Le ton finit par monter entre les 2 personnages comme en témoignent les interjections « Eh fi, Hé
non » suite à l’affirmation sans concession d’Argan « je veux moi que cela soit » où l’on peut lire à
nouveau une insistance sur le pronom personnel je et le verbe de volonté qui insistent sur le fait qu’il
ne veut rien entendre.
« Ne dites pas cela » : Toinette donne des ordres à Argan inversant clairement les rôles ce qui crée un
effet comique. Elle met un avant un argument peu performant « on dira de vous » celui de la
réputation d’Argan, ce qui ne fonctionne pas. Elle finit par changer de stratégie ; elle arrête d’essayer
de convaincre Argan et joue le rapport de forces en affirmant « elle ne le fera pas, vous dis-je ».
S’en suit un dialogue de sourds autour de la question de la mise au couvent d’Angélique qui se lit à
travers des stichomythies ( échanges de répliques très brèves ) qui insistent sur l’absence
d’argument. « TOINETTE.— Vous?
ARGAN.— Moi.
TOINETTE.— Bon.
ARGAN.— Comment, «bon»? »
Cela crée un comique de répétition qui sera poursuivi dans la suite du texte avec la reprise mot à mot
par les 2 personnages des mêmes phrases.
« Je ne mettrai pas ma fille au couvent ? » : il s’agit d’une question rhétorique qui sert à réaffirmer
l’autorité du père sur sa fille et qui traduit une forte tension entre Toinette et Argan comme en
témoigne la réplique de Toinette « non, vous dis-je » où la négation marque une opposition forte et
assumée « vous dis-je ».
« Qui m’en empêchera ? » cette question marque le fait qu’Argan ne se remet pas en question. La
réponse d’Angélique crée alors la surprise : « vous-même » et cela produit un nouvel effet comique
car Toinette sous-entend la faiblesse du personnage.
Enfin le dernier argument de Toinette « vous n’aurez pas ce cœur-là » est celui de l’amour paternel.
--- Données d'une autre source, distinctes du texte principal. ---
PR #3643, opened 2026-06-30
fix(boost): adjust specs for changes need for a working boost backend demo

gabemontero:

These are spec-only adjustments to cover gaps in the code originally produced by fullsend that I needed to make in order to successfully run the boost-backend against kagenti and llamastack

Once this merges, I will run fullsend code agent and see how close the generated code maps with the locally developed branch I curated to successfully pull data from both llamastack and kagenti

- [/] Screenshots attached (for UI changes)


gabemontero:
Good catch — fixed in e47f16310c.

`boost-responses-api-toolkit` depends on `boost-common`, which transitively pulls in `@backstage/plugin-permission-common`, so "zero Backstage dependencies" was inaccurate. Updated all three spots in `boost-context.md` and `platform-operations-deployment.md` to say "minimal Backstage dependencies via boost-common" instead. The claim for `boost-toolscope` is left as-is since that package truly has zero runtime dependencies.

PR #3645, opened 2026-06-30
feat(boost): scaffold AI Catalog frontend plugin and dev app

rohitkrai03:
## Fixes
- https://redhat.atlassian.net/browse/RHIDP-15165

## Summary
- Adds frontend architecture document.
- Adds specs for the Ai catalog work.
- Scaffolds the `@red-hat-developer-hub/backstage-plugin-boost` NFS-only frontend plugin with PageBlueprint, EntityCardBlueprint/EntityContentBlueprint stubs, `isAiAsset` condition filter, `useAiAssets` hook, i18n scaffold, and unit tests
- Adds dev app (`packages/app`) and dev backend (`packages/backend`) following the orchestrator/quickstart NFS pattern with `app.packages: all` auto-discovery
- Creates sample catalog fixtures for all 7 AI asset entity types and `app-config.yaml` with route redirect
- Adds `@red-hat-developer-hub/backstage-plugin-boost` to `pluginPackages` in all boost-family packages

## Test plan

- [x] `yarn tsc --noEmit --skipLibCheck` passes (clean compilation)
- [x] `yarn test` passes (436 tests, 45 suites including 2 new boost plugin tests)
- [x] `yarn start` launches dev app — frontend compiles, backend starts, catalog ingests fixtures
- [x] `/ai-catalog` page renders the placeholder AiCatalogPage
- [x] AI Catalog sidebar item visible with distinct icon
- [x] ESLint and Prettier pass (verified via pre-commit hook)


workspaces/boost/plugins/boost/src/hooks/useAiAssets.ts
```diff
@@ -0,0 +1,170 @@
...
+  }
+
+  return filterSets;
+}
+
+/**
+ * Wraps catalogApiRef to query AI asset entities with optional filtering.
+ * Uses client-side filtering for search, tags, and category (post-fetch).
+ */
+export function useAiAssets(filters: AiAssetFilters = {}): UseAiAssetsResult {
```
mareklibra, line 120: This will become important hook, worth of having comprehensive unit tests

workspaces/boost/plugins/boost/src/utils/isAiAsset.ts
```diff
@@ -0,0 +1,50 @@
...
+};
+
+/** Condition filter for NFS Blueprints — returns true for AI asset entities. */
+export function isAiAsset(entity: {
+  kind: string;
+  spec?: { type?: string };
+}): boolean {
+  const kind = entity.kind.toLowerCase();
+  const specType = entity.spec?.type;
+  if (!specType) {
```
mareklibra: This is inconsistent:

`isAiAsset` treats any `AiResource` without `spec.type` as an AI asset, but `buildCatalogFilter()` in `useAiAssets.ts` only ever requests: `['AiResource', ['skill', 'rule']]`

It should be unified and the architecture doc be updated based for that.

workspaces/boost/plugins/boost/src/hooks/useAiAssets.ts
```diff
@@ -0,0 +1,170 @@
...
+
+/**
+ * Builds catalog entity filter expressions for all AI asset kind/type
+ * combinations. Returns an OR query across all valid pairs.
+ */
+function buildCatalogFilter(
+  filters: AiAssetFilters,
+): Record<string, string | string[]>[] {
+  const kindTypeMap: [string, string[]][] = [
+    ['AiResource', ['skill', 'rule']],
```
mareklibra: so this will exclude what isAiAsset() would accept.

workspaces/boost/plugins/boost/src/utils/isAiAsset.ts
```diff
@@ -0,0 +1,50 @@
...
+
+const AI_ASSET_SPEC_TYPES: Record<string, Set<string>> = {
+  airesource: new Set(['skill', 'rule']),
+  api: new Set(['mcp-server']),
+  component: new Set(['ai-agent']),
+  resource: new Set(['ai-model', 'ai-tool', 'vector-store']),
+};
+
+/** Condition filter for NFS Blueprints — returns true for AI asset entities. */
+export function isAiAsset(entity: {
```
mareklibra: For future stability, it would be better to use Backstage's `Entity` as the type

workspaces/boost/plugins/boost/package.json
```diff
@@ -0,0 +1,102 @@
...
+    "@testing-library/jest-dom": "^6.0.0",
+    "@testing-library/react": "^16.0.0",
+    "@types/react": "^18.2.58",
+    "@types/react-dom": "^18.2.19",
+    "react": "^18.0.0",
+    "react-dom": "^18.0.0",
+    "react-router-dom": "^6.3.0"
+  },
+  "maintainers": [
+    "@rohitkrai03"
```
mareklibra, line 99: Shouldn't this be workspace-level?

workspaces/boost/plugins/boost/src/hooks/useAiAssets.ts
```diff
@@ -0,0 +1,170 @@
...
+  const { search, owner } = filters;
+  const categoryKey = filters.category?.join(',') ?? '';
+  const lifecycleKey = filters.lifecycle?.join(',') ?? '';
+  const tagsKey = filters.tags?.join(',') ?? '';
+
+  // Only lifecycle and owner are passed to the catalog API filter.
+  // Other filter dimensions (search, category, tags) are applied client-side.
+  const catalogFilter = useMemo(
+    () => buildCatalogFilter(filters),
+    [lifecycleKey, owner], // eslint-disable-line react-hooks/exhaustive-deps
```
mareklibra: A comment properly explaining why just this subset is used, will be useful in the future.

workspaces/boost/plugins/boost/src/hooks/useAiAssets.ts
```diff
@@ -0,0 +1,170 @@
...
+
+  useEffect(() => {
+    let cancelled = false;
+
+    async function fetchEntities() {
+      setLoading(true);
+      setError(undefined);
+
+      try {
+        const response = await catalogApi.getEntities({
```
mareklibra: This is expensive operation which is triggered even for FE-only filtering.

search, categoryKey, and tagsKey are in the useEffect dependency array but are only used for client-side post-filtering - they don't change the catalogFilter sent to the API. Every search keystroke or tag toggle triggers a redundant catalogApi.getEntities() call returning identical data.

mareklibra (dismissed):
There are stale references to the `boost-frontend` instead of just `boost` (agents.md and maybe other files). This can cause confusion later. #3640 has this fixed.

workspaces/boost/plugins/boost/src/hooks/useAiAssets.ts
rohitkrai03: Yes, agreed.

workspaces/boost/plugins/boost/package.json
rohitkrai03: Each plugin can have different sets of maintainers actually. Although this list here is not used anywhere. What we have in CODEOWNERS file is more important.

workspaces/boost/plugins/boost/src/hooks/useAiAssets.ts
rohitkrai03: Yes, this is an issue which I identified during the follow AI catalog implementation. I've fixed it already but now I am thinking if we really need this hook here or we can just drop it from this PR and introduce it in the follow up PR.

workspaces/boost/plugins/boost/src/hooks/useAiAssets.ts
rohitkrai03: Pushed a much simplified hook that also fixes your other comments.

workspaces/boost/plugins/boost/src/hooks/useAiAssets.ts
rohitkrai03: Fixed.

workspaces/boost/plugins/boost/src/utils/isAiAsset.ts
rohitkrai03: Fixed.

workspaces/boost/plugins/boost/src/utils/isAiAsset.ts
rohitkrai03: Done.

workspaces/boost/plugins/boost/src/hooks/useAiAssets.ts
rohitkrai03: Pushed the fix.

workspaces/boost/plugins/boost/src/hooks/useAiAssets.ts
rohitkrai03: Removed the disable line. Its not needed in the newer hook.

workspaces/boost/app-config.yaml
```diff
@@ -9,28 +16,49 @@ backend:
...
         - System
-        - Domain
+        - Group
+        - Resource
         - Location
         - Template
-        - Group
-        - User
+        - API
+        - AiResource
```
gabemontero, line 56: yeah @rohitkrai03 @mareklibra once https://github.com/redhat-developer/rhdh-plugins/pull/3661 merges I'll pivot toward updating catalog storage in the backend to use AIResource

this will include cross ref's with @johnmcollier @maysunfaisal on other 2.1 content ... see https://docs.google.com/document/d/1_HOQZ5f1nj38io7tGiNBibemRG3kRbTk9O0Z21O9MG8/edit?tab=t.0#heading=h.xkf2mswwisx8 for some of the initial discussion on this, though more discussion among the rhdh ai team will be occurring soon

gabemontero (approved):

gabemontero (approved):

Pour la première dans cet échange autour de la question du mariage on évoque la dimension
affective. Molière sous-entend ainsi en portant un discours féministe la souffrance infligée aux
femmes mariées de force.
Enfin, la tournure que prend la scène est elle-même comique car au début de la scène Toinette
défend Angélique pour lui éviter un mariage arrangé. Du fait de son intervention, à la fin de la scène,
Angélique se voit confrontée à un nouvel obstacle : la mise au couvent. La liberté de ton que
s’octroie Toinette est donc une catastrophe pour Angélique et fait du personnage de la servante un
personnage maladroite et donc comique (comique de caractère). D’où la nécessité absolue pour
Toinette de trouver un dernier argument pour essayer de récupérer la situation.

CONCLUSION
Le projet de mariage décidé par le tyrannique Argan provoque la tristesse de sa fille et la résistance
comique de sa servante. Cette scène 5 de l’acte I est capitale car elle pose le nœud de l’intrigue. Si
Angélique se soumet à son père, Toinette s’insurge malgré les hiérarchies sociales, provoquant une
dispute comique. Cependant Molière met habilement le comique au service d’une féroce satire
sociale : l’hypocondrie d’Argan est une véritable maladie sociale qui menace de détruire sa famille
tandis que les médecins sont représentés comme des charlatans.